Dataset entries

- - -

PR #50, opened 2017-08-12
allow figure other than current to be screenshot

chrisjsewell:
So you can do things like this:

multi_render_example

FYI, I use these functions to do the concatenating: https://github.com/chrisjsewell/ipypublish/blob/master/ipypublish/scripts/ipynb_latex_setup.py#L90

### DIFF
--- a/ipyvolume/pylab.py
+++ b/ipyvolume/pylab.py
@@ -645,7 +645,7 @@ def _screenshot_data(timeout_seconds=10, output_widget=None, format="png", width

- - -

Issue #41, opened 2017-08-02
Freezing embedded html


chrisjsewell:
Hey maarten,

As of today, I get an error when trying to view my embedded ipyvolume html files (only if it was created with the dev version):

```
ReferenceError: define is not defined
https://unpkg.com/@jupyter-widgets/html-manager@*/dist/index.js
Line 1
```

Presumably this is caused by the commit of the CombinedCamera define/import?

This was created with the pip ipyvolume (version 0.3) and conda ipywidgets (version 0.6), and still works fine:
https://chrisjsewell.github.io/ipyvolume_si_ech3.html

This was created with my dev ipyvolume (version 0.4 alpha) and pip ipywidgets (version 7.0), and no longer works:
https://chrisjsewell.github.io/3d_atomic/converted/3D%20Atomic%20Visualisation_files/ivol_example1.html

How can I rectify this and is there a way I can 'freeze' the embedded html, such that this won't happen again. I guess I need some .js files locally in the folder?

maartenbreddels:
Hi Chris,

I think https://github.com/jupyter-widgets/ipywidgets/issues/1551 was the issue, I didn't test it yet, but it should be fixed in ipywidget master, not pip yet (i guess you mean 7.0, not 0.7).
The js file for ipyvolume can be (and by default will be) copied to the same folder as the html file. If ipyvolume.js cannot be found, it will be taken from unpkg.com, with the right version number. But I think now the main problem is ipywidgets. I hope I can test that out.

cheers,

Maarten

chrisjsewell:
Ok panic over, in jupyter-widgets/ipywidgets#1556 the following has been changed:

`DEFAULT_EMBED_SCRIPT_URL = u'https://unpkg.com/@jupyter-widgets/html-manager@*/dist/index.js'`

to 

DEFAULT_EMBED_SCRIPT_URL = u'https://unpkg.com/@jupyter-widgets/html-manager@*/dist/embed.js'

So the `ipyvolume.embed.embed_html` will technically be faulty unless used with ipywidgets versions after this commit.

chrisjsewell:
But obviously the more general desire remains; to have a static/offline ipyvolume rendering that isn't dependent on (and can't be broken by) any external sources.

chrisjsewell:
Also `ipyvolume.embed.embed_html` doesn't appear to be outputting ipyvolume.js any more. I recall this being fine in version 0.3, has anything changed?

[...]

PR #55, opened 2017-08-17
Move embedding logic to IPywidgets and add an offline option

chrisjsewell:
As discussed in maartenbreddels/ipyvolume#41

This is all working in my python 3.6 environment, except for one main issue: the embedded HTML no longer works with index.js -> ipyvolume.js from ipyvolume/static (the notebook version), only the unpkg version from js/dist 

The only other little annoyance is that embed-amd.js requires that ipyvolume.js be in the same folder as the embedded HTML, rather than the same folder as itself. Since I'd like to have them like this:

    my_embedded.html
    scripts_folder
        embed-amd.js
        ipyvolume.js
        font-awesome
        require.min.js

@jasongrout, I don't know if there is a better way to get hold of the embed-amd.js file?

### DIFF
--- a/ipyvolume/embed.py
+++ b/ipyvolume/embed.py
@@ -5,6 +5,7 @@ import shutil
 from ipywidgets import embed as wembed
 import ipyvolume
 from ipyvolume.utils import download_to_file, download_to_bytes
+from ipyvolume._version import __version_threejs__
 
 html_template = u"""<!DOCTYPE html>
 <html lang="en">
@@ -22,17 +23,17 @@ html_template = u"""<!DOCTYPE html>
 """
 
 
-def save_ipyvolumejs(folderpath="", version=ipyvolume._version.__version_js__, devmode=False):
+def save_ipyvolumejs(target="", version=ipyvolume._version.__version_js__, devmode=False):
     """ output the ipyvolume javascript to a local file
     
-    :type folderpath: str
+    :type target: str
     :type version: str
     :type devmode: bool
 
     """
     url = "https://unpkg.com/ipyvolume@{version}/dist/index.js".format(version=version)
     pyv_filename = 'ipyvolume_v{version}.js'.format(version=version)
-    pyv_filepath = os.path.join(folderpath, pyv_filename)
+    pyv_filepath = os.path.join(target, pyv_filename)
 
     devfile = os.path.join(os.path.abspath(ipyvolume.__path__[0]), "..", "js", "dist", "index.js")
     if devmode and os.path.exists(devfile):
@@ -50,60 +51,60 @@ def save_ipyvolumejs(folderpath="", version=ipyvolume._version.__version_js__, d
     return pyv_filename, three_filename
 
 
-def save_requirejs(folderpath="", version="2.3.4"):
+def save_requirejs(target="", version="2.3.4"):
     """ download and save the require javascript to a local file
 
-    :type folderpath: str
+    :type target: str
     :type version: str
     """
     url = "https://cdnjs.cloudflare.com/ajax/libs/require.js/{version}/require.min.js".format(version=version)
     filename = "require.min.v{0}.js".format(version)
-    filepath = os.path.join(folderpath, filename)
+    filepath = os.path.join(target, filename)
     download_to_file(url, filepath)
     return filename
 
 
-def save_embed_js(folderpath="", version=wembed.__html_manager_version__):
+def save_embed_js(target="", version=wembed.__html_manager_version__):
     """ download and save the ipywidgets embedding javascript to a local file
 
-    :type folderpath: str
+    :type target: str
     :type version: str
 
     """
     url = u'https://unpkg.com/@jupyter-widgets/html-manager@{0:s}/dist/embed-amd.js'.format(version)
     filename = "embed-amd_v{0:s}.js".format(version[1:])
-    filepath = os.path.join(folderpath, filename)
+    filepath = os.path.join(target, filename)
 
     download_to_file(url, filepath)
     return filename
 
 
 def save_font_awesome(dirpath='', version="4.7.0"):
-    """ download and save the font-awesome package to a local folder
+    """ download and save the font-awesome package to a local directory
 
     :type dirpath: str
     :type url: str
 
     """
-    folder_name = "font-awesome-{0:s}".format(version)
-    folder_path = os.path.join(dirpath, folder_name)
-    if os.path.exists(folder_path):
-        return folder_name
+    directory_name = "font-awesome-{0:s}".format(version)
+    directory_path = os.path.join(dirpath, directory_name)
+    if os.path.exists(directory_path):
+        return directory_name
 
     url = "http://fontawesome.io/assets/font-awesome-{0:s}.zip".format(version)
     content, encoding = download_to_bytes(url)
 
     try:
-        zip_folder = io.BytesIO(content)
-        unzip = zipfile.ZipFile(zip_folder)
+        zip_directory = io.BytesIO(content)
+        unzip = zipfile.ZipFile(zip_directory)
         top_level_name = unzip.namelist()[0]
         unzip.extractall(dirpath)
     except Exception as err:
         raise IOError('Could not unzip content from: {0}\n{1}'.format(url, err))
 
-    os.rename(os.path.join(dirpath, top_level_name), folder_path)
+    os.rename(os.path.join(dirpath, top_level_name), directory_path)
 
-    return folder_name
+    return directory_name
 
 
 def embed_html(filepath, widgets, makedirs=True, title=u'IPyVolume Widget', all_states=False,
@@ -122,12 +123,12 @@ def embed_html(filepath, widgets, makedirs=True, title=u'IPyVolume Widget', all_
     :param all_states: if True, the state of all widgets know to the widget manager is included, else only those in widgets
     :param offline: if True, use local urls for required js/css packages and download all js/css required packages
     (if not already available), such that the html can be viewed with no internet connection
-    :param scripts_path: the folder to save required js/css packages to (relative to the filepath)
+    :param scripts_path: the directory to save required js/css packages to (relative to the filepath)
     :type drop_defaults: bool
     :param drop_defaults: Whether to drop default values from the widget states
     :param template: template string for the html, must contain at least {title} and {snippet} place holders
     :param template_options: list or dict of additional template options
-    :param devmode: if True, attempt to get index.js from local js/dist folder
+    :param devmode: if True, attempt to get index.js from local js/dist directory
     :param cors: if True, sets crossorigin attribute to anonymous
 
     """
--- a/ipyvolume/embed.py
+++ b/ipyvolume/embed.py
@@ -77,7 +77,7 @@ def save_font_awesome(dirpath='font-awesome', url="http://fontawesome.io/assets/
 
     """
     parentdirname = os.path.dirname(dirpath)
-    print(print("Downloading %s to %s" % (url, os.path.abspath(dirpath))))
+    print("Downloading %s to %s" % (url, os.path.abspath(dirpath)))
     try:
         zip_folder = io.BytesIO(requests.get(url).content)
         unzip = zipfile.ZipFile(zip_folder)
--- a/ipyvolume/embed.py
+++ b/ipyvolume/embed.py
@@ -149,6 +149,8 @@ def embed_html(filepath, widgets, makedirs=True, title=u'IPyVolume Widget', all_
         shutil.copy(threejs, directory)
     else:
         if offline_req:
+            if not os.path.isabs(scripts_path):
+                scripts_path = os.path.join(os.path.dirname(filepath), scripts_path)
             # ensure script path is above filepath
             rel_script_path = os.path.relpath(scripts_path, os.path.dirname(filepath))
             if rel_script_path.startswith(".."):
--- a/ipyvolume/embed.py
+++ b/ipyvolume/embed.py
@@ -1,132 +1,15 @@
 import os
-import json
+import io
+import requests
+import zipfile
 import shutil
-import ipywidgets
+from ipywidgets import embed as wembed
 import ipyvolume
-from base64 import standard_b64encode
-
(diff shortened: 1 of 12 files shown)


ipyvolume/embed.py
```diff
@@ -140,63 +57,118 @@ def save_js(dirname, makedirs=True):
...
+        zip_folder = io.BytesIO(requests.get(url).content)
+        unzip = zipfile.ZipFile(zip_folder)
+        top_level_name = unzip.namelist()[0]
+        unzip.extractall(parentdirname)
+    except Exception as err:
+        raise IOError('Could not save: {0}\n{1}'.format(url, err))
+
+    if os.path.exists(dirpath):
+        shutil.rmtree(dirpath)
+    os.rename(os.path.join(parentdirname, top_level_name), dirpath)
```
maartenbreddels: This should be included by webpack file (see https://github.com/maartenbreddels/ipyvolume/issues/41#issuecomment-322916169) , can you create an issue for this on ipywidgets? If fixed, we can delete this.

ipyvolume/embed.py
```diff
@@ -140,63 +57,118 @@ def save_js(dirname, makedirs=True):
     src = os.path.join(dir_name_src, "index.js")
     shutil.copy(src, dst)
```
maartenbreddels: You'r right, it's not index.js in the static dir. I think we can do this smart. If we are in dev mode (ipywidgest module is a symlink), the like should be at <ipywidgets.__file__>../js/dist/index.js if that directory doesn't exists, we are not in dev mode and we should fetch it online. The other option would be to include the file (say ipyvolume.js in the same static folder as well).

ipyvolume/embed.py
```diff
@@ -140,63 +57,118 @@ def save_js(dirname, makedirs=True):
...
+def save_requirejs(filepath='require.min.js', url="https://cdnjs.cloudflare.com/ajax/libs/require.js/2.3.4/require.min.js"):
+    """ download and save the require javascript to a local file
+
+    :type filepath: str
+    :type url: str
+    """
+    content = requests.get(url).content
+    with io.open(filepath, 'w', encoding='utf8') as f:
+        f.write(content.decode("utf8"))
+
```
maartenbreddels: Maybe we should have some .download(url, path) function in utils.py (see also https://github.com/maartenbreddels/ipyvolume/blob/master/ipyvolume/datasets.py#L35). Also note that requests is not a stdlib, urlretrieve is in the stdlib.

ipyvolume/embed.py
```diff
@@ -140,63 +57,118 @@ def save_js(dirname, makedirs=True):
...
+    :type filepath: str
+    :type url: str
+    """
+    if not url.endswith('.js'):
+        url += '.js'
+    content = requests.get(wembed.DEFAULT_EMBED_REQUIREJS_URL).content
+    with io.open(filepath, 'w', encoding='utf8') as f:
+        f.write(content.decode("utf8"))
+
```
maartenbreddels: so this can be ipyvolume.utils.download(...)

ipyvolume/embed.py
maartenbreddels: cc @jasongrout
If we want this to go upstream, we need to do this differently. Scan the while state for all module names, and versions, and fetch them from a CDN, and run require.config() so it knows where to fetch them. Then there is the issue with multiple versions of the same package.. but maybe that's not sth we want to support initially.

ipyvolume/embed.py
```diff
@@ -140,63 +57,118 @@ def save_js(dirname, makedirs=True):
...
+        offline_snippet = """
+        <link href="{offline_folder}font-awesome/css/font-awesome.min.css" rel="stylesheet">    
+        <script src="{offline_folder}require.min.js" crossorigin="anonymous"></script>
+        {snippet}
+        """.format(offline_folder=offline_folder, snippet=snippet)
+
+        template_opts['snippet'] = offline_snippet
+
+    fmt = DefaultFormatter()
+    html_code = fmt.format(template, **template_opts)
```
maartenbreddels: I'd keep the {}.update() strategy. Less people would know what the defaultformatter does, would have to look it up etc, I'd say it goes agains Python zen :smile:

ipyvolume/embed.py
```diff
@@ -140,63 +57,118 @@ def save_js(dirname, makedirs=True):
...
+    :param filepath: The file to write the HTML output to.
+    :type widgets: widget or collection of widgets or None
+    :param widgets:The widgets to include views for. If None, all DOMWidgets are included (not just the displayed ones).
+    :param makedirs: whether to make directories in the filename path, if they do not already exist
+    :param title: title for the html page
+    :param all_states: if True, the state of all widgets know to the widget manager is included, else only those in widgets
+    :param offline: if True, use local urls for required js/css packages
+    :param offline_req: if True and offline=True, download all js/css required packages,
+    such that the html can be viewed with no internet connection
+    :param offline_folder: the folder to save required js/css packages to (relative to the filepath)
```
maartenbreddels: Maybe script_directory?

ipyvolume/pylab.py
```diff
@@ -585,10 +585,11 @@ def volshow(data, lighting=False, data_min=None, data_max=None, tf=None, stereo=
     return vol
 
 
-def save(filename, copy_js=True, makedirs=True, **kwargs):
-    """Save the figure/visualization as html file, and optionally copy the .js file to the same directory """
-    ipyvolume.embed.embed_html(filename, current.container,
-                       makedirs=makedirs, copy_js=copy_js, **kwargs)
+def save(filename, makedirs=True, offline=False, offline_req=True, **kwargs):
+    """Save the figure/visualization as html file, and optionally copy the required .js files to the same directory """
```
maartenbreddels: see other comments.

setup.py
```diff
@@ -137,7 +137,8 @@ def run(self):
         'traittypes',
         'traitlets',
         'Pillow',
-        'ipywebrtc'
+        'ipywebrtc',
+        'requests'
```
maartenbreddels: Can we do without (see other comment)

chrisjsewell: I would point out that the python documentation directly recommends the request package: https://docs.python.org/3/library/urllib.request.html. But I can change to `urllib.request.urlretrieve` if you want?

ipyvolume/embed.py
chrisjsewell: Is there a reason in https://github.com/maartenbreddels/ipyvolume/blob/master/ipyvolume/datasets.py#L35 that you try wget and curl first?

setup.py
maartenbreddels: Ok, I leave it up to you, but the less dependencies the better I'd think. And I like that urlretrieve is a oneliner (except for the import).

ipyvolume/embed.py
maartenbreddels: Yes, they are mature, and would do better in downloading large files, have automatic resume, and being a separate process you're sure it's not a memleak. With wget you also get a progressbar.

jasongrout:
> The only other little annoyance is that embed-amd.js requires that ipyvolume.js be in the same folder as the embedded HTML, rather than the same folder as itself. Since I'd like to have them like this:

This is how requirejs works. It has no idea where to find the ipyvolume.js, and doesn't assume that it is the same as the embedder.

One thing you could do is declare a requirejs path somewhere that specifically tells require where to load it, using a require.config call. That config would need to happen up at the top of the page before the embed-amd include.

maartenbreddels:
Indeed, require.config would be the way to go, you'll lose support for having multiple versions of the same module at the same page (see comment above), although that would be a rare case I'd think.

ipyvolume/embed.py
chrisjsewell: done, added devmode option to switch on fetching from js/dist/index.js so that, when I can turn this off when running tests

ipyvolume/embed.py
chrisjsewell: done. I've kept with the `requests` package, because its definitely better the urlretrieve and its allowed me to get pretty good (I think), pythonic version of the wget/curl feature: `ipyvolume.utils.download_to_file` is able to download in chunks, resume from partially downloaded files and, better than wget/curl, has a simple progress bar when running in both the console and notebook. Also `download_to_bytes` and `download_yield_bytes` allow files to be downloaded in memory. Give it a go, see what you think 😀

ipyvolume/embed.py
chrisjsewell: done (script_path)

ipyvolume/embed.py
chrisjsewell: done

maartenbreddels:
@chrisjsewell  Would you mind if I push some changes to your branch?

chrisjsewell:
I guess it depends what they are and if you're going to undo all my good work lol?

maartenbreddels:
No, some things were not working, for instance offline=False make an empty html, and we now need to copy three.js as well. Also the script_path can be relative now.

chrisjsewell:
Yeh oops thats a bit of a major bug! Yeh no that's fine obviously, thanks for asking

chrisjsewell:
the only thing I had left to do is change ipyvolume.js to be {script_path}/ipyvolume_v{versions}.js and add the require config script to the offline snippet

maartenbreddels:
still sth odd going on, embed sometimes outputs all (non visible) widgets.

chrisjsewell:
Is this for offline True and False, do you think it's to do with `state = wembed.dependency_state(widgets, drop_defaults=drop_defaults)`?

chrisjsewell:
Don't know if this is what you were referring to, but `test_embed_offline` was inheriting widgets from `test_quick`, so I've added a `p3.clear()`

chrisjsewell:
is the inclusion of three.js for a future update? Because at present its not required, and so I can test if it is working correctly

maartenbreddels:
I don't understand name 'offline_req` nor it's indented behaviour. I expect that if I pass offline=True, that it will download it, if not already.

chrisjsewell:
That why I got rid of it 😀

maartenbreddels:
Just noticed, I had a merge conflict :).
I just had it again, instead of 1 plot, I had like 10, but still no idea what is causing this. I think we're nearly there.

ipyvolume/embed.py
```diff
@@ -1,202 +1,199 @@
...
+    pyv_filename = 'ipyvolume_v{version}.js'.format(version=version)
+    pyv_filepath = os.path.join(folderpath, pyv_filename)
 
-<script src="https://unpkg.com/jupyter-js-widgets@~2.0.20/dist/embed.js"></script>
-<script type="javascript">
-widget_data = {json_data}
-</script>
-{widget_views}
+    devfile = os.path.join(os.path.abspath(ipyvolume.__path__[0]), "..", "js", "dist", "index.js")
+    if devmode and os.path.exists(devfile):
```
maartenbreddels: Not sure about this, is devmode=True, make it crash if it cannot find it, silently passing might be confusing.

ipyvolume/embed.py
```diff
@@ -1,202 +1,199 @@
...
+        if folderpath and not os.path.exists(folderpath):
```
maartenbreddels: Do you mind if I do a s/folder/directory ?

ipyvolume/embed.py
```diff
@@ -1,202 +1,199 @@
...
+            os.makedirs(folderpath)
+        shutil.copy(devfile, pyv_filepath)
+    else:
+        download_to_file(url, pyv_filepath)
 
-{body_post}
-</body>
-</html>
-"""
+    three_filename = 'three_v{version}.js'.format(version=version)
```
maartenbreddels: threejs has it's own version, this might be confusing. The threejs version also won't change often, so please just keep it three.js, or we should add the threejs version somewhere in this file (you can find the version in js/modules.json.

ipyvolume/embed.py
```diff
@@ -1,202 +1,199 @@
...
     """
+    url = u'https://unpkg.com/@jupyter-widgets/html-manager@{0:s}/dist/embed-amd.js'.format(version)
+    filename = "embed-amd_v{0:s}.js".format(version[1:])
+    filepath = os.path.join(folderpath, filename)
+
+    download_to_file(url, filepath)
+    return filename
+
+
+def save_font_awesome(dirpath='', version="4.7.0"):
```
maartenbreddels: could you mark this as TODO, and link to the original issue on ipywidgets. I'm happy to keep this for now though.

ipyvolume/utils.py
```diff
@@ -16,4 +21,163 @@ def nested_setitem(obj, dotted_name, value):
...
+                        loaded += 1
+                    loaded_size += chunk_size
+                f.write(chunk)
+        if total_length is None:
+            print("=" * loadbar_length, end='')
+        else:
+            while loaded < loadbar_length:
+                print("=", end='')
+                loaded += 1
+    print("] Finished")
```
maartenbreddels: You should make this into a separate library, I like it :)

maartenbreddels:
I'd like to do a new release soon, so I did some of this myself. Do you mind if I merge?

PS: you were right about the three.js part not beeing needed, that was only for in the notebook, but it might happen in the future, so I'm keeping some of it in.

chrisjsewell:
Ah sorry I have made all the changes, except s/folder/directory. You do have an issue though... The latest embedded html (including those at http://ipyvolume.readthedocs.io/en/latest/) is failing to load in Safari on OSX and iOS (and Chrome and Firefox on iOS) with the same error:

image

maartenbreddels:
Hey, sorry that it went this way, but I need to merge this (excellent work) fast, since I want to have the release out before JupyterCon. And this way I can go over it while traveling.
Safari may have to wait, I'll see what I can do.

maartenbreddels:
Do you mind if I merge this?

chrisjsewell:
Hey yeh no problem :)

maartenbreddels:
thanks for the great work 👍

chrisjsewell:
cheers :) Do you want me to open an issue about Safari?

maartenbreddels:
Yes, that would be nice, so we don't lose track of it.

- - -

[WHAT THIS TASK INVOLVES] Scan the records for the word "unzip", and copy each line where it is found.

[EXERCISE RESULT]
-        unzip = zipfile.ZipFile(zip_folder)
+        unzip = zipfile.ZipFile(zip_directory)
         top_level_name = unzip.namelist()[0]
         unzip.extractall(dirpath)
         raise IOError('Could not unzip content from: {0}\n{1}'.format(url, err))
         unzip = zipfile.ZipFile(zip_folder)
+        unzip = zipfile.ZipFile(zip_folder)
+        top_level_name = unzip.namelist()[0]
+        unzip.extractall(parentdirname)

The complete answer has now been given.